Funder: Global Challenges Research Fund (GCRF) and BBSRC £21,000: The project was aimed at developing a proof-of-concept decision support system that includes farmer educative modules, farmer-to-market access modules and a novel crop yield prediction model. The prediction model was designed to assist farmers in making decisions on the effect the state of the farm will have on crop yield. The project was successfully executed and delivered within timeframe. 

Role: Africa Lead. 

Outcome: 1) Proof of Concept Decision Support system developed into an Android mobile Application. 2) Publication.

Funder: Innovate UK, 50877 - £90,189: UWE collaborative role on the project included the design and development of a proof-of-concept blackberry ripeness detection model for detecting ripeness in mature blackberry fruit which are visually challenging for fruit growers. Therefore, the project included the Design and development of a novel multi-input convolutional neural network (CNN) ensemble classifier for detecting subtle traits of ripeness in blackberry fruits.

Role: Principal Investigator and Technical lead.

Outcome: 1) Functional model and 2) Publication.

Funder: Collaborative Industry project with NCC, £188,642: This project was aimed at the design and development of robust machine learning framework that included deep convolutional neural network for out-of-plane wrinkle defect detection and classification during the preform stage of wind turbine blade manufacturing. 

Role: Co-Investigator and technical lead.

Outcome: 1) Proof of Concept automated system for out-of-plane wrinkle defect detection and classification in actual manufacturing process. 2) Paper in-view.

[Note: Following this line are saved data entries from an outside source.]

PR #6745, opened 2023-01-31
[v7r3] Test for StorageElementHandler / FileHelper 

andresailer:
Draft until fully implemented. Also concerns #6724 

BEGINRELEASENOTES

*Tests
NEW: Integration test for StorageElementHandler and FileHelper

ENDRELEASENOTES

### DIFF
--- a/tests/Integration/DataManagementSystem/Test_StorageElement.py
+++ b/tests/Integration/DataManagementSystem/Test_StorageElement.py
@@ -1,0 +1,110 @@
+"""This module contains tests for the (DIP) StorageElement
+
+The tests upload gets a directory
+
+Requirements:
+
+* Running StorageElement instance, containing an LFN folder '/Jenkins', writable by the jenkins_user proxy
+* A jenkins_user proxy
+
+"""
+
+from __future__ import print_function
+from __future__ import absolute_import
+from __future__ import division
+
+import os
+import sys
+import tempfile
+import time
+
+import pytest
+
+from pprint import pprint, pformat
+
+from DIRAC.Core.Base.Script import parseCommandLine
+
+parseCommandLine()
+
+from DIRAC.Core.Security.ProxyInfo import getProxyInfo  # noqa: module-import-not-at-top-of-file
+from DIRAC.ConfigurationSystem.Client.Helpers.Registry import getVOForGroup  # noqa: module-import-not-at-top-of-file
+
+
+@pytest.fixture(scope="module")
+def se():
+    from DIRAC.Resources.Storage.StorageElement import StorageElementItem as StorageElement
+
+    return StorageElement("SE-1")
+
+
+try:
+    res = getProxyInfo()
+    if not res["OK"]:
+        raise Exception(res["Message"])
+
+    proxyInfo = res["Value"]
+    username = proxyInfo["username"]
+    vo = getVOForGroup(proxyInfo["group"])
+
+    if not vo:
+        raise ValueError("Proxy has no VO")
+
+    LFN_PATH = "/%s/test/unit-test/StorageElement/" % vo
+
+except Exception as e:  # pylint: disable=broad-except
+    print(repr(e))
+    sys.exit(2)
+
+
+@pytest.fixture
+def tempFile():
+    """Create unique temprary file, will be cleaned up at the end."""
+    with tempfile.NamedTemporaryFile("w") as theTemp:
+        theTemp.write(str(time.time()))
+        theTemp.flush()
+        yield theTemp.name
+
+
+def assertResult(res, lfn, sub="Successful"):
+    """Check if lfn is in Successful or Failed, given by sub."""
+    assert res["OK"], res.get("Message", "All OK")
+    assert sub in res["Value"]
+    assert res["Value"][sub], "Did not find %r in result" % sub
+    assert lfn in res["Value"][sub]
+    assert "Files" in res["Value"][sub][lfn]
+    assert "Size" in res["Value"][sub][lfn]
+
+
+def test_getDirectory(se, tempFile, tmp_path):
+    print("\n\n#########################################################################\n\n\t\t\tSE.GetDirectory\n")
+    targetDir = os.path.join(LFN_PATH, "myGetDir")
+    targetLFN = os.path.join(targetDir, os.path.basename(tempFile))
+    putFileRes = se.putFile({targetLFN: tempFile})
+    pprint(putFileRes)
+    localDir = os.path.join(tmp_path, "myGetDir")
+    print("is not a dir?", localDir, os.path.isdir(localDir))
+    assert not os.path.isdir(localDir)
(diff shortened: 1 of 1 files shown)


andresailer:
Ready for review.

tests/Integration/DataManagementSystem/Test_StorageElement.py
```diff
@@ -0,0 +1,135 @@
...
+
+
+@pytest.fixture
+def tempFile():
+    """Create unique temprary file, will be cleaned up at the end."""
+    theTemp = tempfile.NamedTemporaryFile("w")
+    theTemp.write(str(time.time()))
+    theTemp.seek(0)  # write the characters to file
+    yield theTemp.name
+    theTemp.close()
```
chrisburr: Is there a reason for not using the context manager and flushing instead of `seek(0)`?
```suggestion
    with tempfile.NamedTemporaryFile("w") as theTemp:
        theTemp.write(str(time.time()))
        theTemp.flush()
        yield theTemp.name
```

tests/Integration/DataManagementSystem/Test_StorageElement.py
```diff
@@ -0,0 +1,135 @@
...
+
+
+@pytest.fixture
+def localDir():
```
chrisburr: I think this can be replaced with pytest's [`tmp_path`](https://docs.pytest.org/en/6.2.x/reference.html#std-fixture-tmp_path) fixture

tests/Integration/DataManagementSystem/Test_StorageElement.py
andresailer: I just copied this from Test_DataManagementClient (I think).

tests/Integration/DataManagementSystem/Test_StorageElement.py
andresailer: Nice!

tests/Integration/DataManagementSystem/Test_StorageElement.py
andresailer: Note: [flush()](https://docs.python.org/2/library/stdtypes.html#file.flush) does not necessarily write the file’s data to disk. Use [flush()](https://docs.python.org/2/library/stdtypes.html#file.flush) followed by [os.fsync()](https://docs.python.org/2/library/os.html#os.fsync) to ensure this behavior.

chrisburr: We don't care about `fsync`-ing the file to disk. We just need to make sure the write buffer is flushed to the filesystem.

andresailer: I sure don't appreciate the difference there :).

andresailer: Seems to work with just the `flush`.

andresailer:
All comments implemented, thanks @chrisburr!

tests/Integration/DataManagementSystem/Test_StorageElement.py
chrisburr: > I sure don't appreciate the difference there :).

By default Python uses buffered IO which means when you write a small amount of data to the file it doesn't get written:

```python
In [1]: import os
   ...: fh = open("/tmp/example.txt", "wt")
   ...: fh.write("hello")
   ...: !echo File contains: $(cat /tmp/example.txt)
File contains:
```

Calling `fsync()` tells the kernel to make sure the data has been written to the physical media, however nothing has been written yet so nothing actually happens:

```python
In [2]: os.fsync(fh.fileno())
   ...: !echo File contains: $(cat /tmp/example.txt)
File contains:
```

Calling `flush()` has the effect of manually clearing the file's buffer at writing it so it shows up when you read the file:

```python
In [3]: fh.flush()
   ...: !echo File contains: $(cat /tmp/example.txt)
File contains: hello
```

However at this point the file might only be written to the kernel's filesystem cache in memory. This means that a sudden power loss or kernel panic might result in the data being irrecoverably lost. To avoid this you can manually call [`fsync()`](https://man7.org/linux/man-pages/man2/fsync.2.html) which tells the kernel to make sure the data is cleared from the filesystem cache and is actually written to disk. After `fsync()` returns the data should be "safe":

```python
In [4]: os.fsync(fh.fileno())
   ...: !echo File contains: $(cat /tmp/example.txt)
File contains: hello
```

This tends to be used by databases to ensure data is really written and you never end up rolling back to a previous point in time as a result of a crash.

Funder: Belron International Ltd - £42,421.67: A project to reliably localize regions of uneven illumination and saturation of light on a calibration board in order to overcome calibration system failure resulting from occlusion of light over the calibration marks on the board. The fundamental principles of machine vision were adopted for localizing the regions of uneven illumination and saturation on conventional Belron Workshop calibration board. 

Role: Co-Investigator and Technical lead. 

Outcome: Software.

Stage 1

Funder: Belron International Ltd - £33,000: This was an investigation into ADAS camera pose estimation through developing a functional machine vision (for preprocesing the images) and machine learning (discovering changes in yaw and row patterns of the ADAS camera) framework. The framework included the design and devleopment of a pose estimation model with impressive accuracy and identified constraints that could limit the potential application of the model in real world. The goal of the project is to be able to replace ADAS camera at specified position with minimal error without manufacturers information.

Stage 2

Funder: Belron International Ltd - £27,777.78: An extended investigation into application possibilities of the proposed ADAS camera pose estimation model at Belron Workshops. Experimented with different dimensions of the real-world constraints to reach conditions within which the model can be applied. ADAS pose (pitch and yaw) estimations were highly impressive and error was far less than the acceptable margin of error and application recommendation made to Belron International Limited. 

Role: Co-Investigator – Technical lead. 

Outcome: Functional model 

Funder: UKRI £491,929 (£148,746): A collaborative project between HoofCount, AgriEPI and UWE. The project was aimed at exploring machine vision and machine learning techniques for the design and development of machine learning framework for early detection of digital dermatitis and white lines on hooves of dairy cattle.  Due to the nature of the fact that data was collected in real-time, there was the need to associate each cow to its ID for identification and to reduce the number of redundant rames in te captured video to manageable shunk and to relevant frames. Therefore, a novel filtering algorithm was designed and developed for sorting hooves into separate categories to ensure the “lifted hooves” are preserved for DD and white line detection. Algorithm performed with high level of accuracy and minimal error. 

Role: Technical Lead.

Outcome: A novel filtering algorithm with hoof detection model.

The project was focused on evaluating the capability of AI/ML algorithm to differentiate between a normal oesophagus and Barrett’s oesophagus. Using the PIVI criteria, an NPV, sensitivity and specificity of 100%, 100% and 90% were achieved, respectively. Though, the AI/ML model shows promising results for the classification problem, it will be challenged when two similar samples, LGD and inflammation, are presented to it. Therefore, a follow-on project is aimed at designing and developing AI/ML algorithms for distinguishing an LGD from a regenerative inflammation in order to detect an LGD lesion accurately and predict its risk progression to HGD. Progression referred here is the AI/ML computational grouping of the LGD into what it considers to be the risk levels and uses them to infer progression to HGD.

Role: Technical lead.

Outcome: Barrets Oesophagus Classification model.